A customer was having issues with one of our tools when using Windows. Fastly pulled out all the stops to get me the access I needed to investigate and debug the issue properly and I was able to get a fix in place in a few hours, helping the customer realise what an asset Fastly is to their workflow.

Principal Engineer in Edge Networking at Fastly

You demonstrate, year in and year out, an excellent capacity to learn new systems and languages, pick up the responsibility of managing and being responsible for parts of our stack and technology and it looks like you work smoothly and effortlessly with our colleagues both in person / zoom and in slack / Jira / pull requests. Thank you also for your regular, consistent contributions and easy-going working demeanor. This is the sort of collegial professionalism and competence that makes Fastly a great place to work.

Principal Engineer in Edge Networking at Fastly.

This particular person was leaving Fastly (to retire) and I reached out to wish them all the best and to let them know what an honour it had been for me to get just a small bit of experience working with them. This was their response to me, totally unexpected last piece of kindness shared by this wonderful individual.

Staff Product Manager in Network Services at Fastly

I'm sharing a Very, Very Big Shout-Out to @integralist for his work on the Eng side of the Domainr + Fastly systems integration efforts!

DETAILS I CANT SHARE

This huge milestone will make operating and maintaining the Domainr service much more straightforward for the Domain Services Eng team going forward.

Thank you, Mark!

-- Staff Product Manager in Network Services at Fastly.

I also want to add that @integralist has done an amazing job on both documentation and tooling improvements for on-call.

As a member of the domain services team that is now responsible for handling on call and being onboarded to domainr codebase and systems, it has been a huge help in orienting myself.

He has also been super helpful in knowledge sharing with active pairing and helping out with presentations too!

We appreciate you Mark!

-- Staff Software Engineer in Network Management at Fastly.

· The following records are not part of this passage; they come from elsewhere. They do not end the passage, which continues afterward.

PR #529, opened 2019-08-06
QA: use gmdate() instead of date()

jrfnl:
## Summary

* _N/A_

> WordPress core sets PHP time zone to UTC during boot. However it cannot guarantee that timezone isn't changed by third party code, which is relatively common in the wild.
>
> date() calls rely on current PHP time zone. If time zone is changed from UTC it causes invalid results through the core and extensions code.

Refs:
* https://core.trac.wordpress.org/ticket/46438
* https://github.com/WordPress/WordPress-Coding-Standards/issues/1713

Note: WPCS 2.2.0 (not yet released) will contain a check for the use of `date()`.

## Test instructions

* _N/A_ These changes only affect unit test files, so as long as those still pass, we should be good.


jrfnl:
Rebased for merge conflicts.

johannadevos:
CR & acceptance: 👍

PR #530, opened 2019-08-07
Don't copy files we don't need in the zip

IreneStr:
## Summary

* Makes sure we don't copy files we don't need in the zip. 

* When I compared the zip that was build before https://github.com/Yoast/Wiki/pull/90, and the one with https://github.com/Yoast/Wiki/pull/90, I noticed some differences. This PR removes the files that were never included in the zip, but would otherwise be included after https://github.com/Yoast/Wiki/pull/90.

## Test instructions

* See https://github.com/Yoast/Wiki/pull/90

### DIFF
--- a/grunt/config/copy.js
+++ b/grunt/config/copy.js
@@ -8,6 +8,13 @@ module.exports = {
 					// Folders to copy.
 					"vendor/**",
 					"!vendor/bin",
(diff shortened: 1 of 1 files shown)


afercia:
CR and Acceptance 👍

Always nice to get some recognition from your peers for the hard work you put in and the care you have for the projects you work on.

Staff Product Manager (Network Services) / Sr. Principal Engineer / Sr. Engineering Manager at Fastly

Mark this is great! Immaculate, even. ⭐⭐⭐⭐⭐, 10/10 no notes. This is the Sistine Chapel of refactorings (seriously)

-- Staff Product Manager (Network Services)

Yep, this is #eng-wins–worthy and I want to shout it from the rooftops.

-- Sr. Principal Engineer

Love this!

-- Sr. Engineering Manager

I created a design document for how to improve the structure and tooling around secrets managements, especially related to certain applications the Domain Services team are responsible for. After much back and forth discussion I went ahead and started to implement a POC of my suggested approach, and I recorded a video to demonstrate the features and the design, all with the hope to gauge feedback and tweak as necessary, and the response was a lot better than I expected 😍

Senior Manager, Technical Documentation | Product Growth at Fastly

I wanted to take a moment to recognize Mark's recent help with a GitHub workflow implementation. I've been trying to teach myself some things about more complex GitHub interactions and this was on my list of goals for Q1 2025. Mark took the time to test an approach in his private repository to ensure things would work. What really made the difference was how he helped me understand how to adapt the workflow to my specific needs. His willingness to both gently mentor and troubleshoot, especially while busy and in an entirely different time zone than me made this successful. And he cheered me on to boot. I'm genuinely grateful for his support. This kind of collaborative knowledge-sharing makes our company stronger.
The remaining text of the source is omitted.